Pour soutenir les travailleurs pairs, une séance de supervision et d’analyse des pratiques leur est également proposée toutes les deux semaines, animée par une intervenante extérieure. « C’est un temps basé sur ce qu’ils vivent dans leur poste et qui peut faire écho en positif ou en négatif à ce qu’ils ont eux-mêmes vécu. Il s’agit de les aider à sortir d’un mécanisme de pensée fondé sur le ressenti, pour prendre du recul, analyser et avancer. » En outre, le mercredi, jour de fermeture du bus – « afin d’éviter que les personnes sans abri ne fréquentent que ce lieu d’accueil », précise Cédric Lautard –, est consacré à un temps de réflexion en groupe et à diverses sessions de formation.

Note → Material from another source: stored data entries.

PR #3421, opened 2022-06-23
Add a test for exiting exiting a deep descendant during a self-transition

Andarist:
I was testing some scenarios to see if I can break the existing algorithm - I couldn't make it happen so that's good. Since I've already written this test I've concluded that it might be worthwhile to add it either way.

### DIFF
--- a/packages/core/test/actions.test.ts
+++ b/packages/core/test/actions.test.ts
@@ -485,6 +485,37 @@ describe('entry/exit actions', () => {
         newLightMachine.transition('red', 'NOTHING').actions.map((a) => a.type)
       ).toEqual(['exit_walk', 'exit_red', 'enter_red', 'enter_walk']);
     });
+
+    it('should exit deep descendant during a self-transition', () => {
+      const actual: string[] = [];
+      const m = createMachine({
+        initial: 'a',
+        states: {
+          a: {
+            on: {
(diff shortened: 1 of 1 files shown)


packages/core/test/actions.test.ts
```diff
@@ -485,6 +485,37 @@ describe('entry/exit actions', () => {
         newLightMachine.transition('red', 'NOTHING').actions.map((a) => a.type)
       ).toEqual(['exit_walk', 'exit_red', 'enter_red', 'enter_walk']);
     });
+
+    it('should exit deep descendant during a self-transition', () => {
```
davidkpiano, line 489:
```suggestion
    it('should exit deep descendant during an external self-transition', () => {
```

davidkpiano (approved):

packages/core/test/actions.test.ts
Andarist: This somewhat doesn't matter because:
> The behavior of transitions with 'type' of "internal" is identical, except in the case of a transition whose source state is a compound state and whose target(s) is a descendant of the source. In such a case, an internal transition will not exit and re-enter its source state, while an external one will, as shown in the example below.

In this case, the target is not a descendant of the source and thus the behavior is identical for both external and internal transitions.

Autour du véhicule, à la faveur de rayons de soleil printaniers, les personnes accueillies s’égaillent sur le trottoir et les bancs publics installés là. Clément Etienne, relayé à l’hôpital auprès d’Eric par William Gouron – l’un des travailleurs pairs qui a pris son service à 13 heures –, est au téléphone. Inlassablement, il recherche des places d’hébergement pour la nuit à venir, mais la plateforme téléphonique du service intégré d’accueil et d’orientation (SIAO) dysfonctionne et il peine à joindre un interlocuteur. Il est particulièrement attentif à la situation du jeune Hakim… Anne-Lore Leguicheux et lui doivent pouvoir se remplacer sur certaines tâches. L’accompagnement social des personnes accueillies reste néanmoins la spécialité d’Anne-Lore, la formation et la remobilisation professionnelle des travailleurs pairs revenant à Clément Etienne. Il est 17 heures. Clément devrait être parti depuis une heure déjà, mais il est inquiet : William Gouron et Eric ne sont toujours pas rentrés de l’hôpital. Quand, soudain, les deux hommes apparaissent, un sachet de médicaments à la main. Malgré son impatience, Eric a finalement subi tous les examens nécessaires, puis est allé chercher ses médicaments à la pharmacie sous le regard vigilant de William. « Je le lui ai simplement demandé comme une faveur, glisse le travailleur pair avec un petit sourire. Et ça a marché. »

Notes

(1) Les Enfants du canal : 26, avenue de l’Observatoire – 75014 Paris – Tél. 01 53 62 06 65 – lesenfantsducanal@orange.fr.

(2) Voir ASH n° 2487 du 29-12-06, p. 32.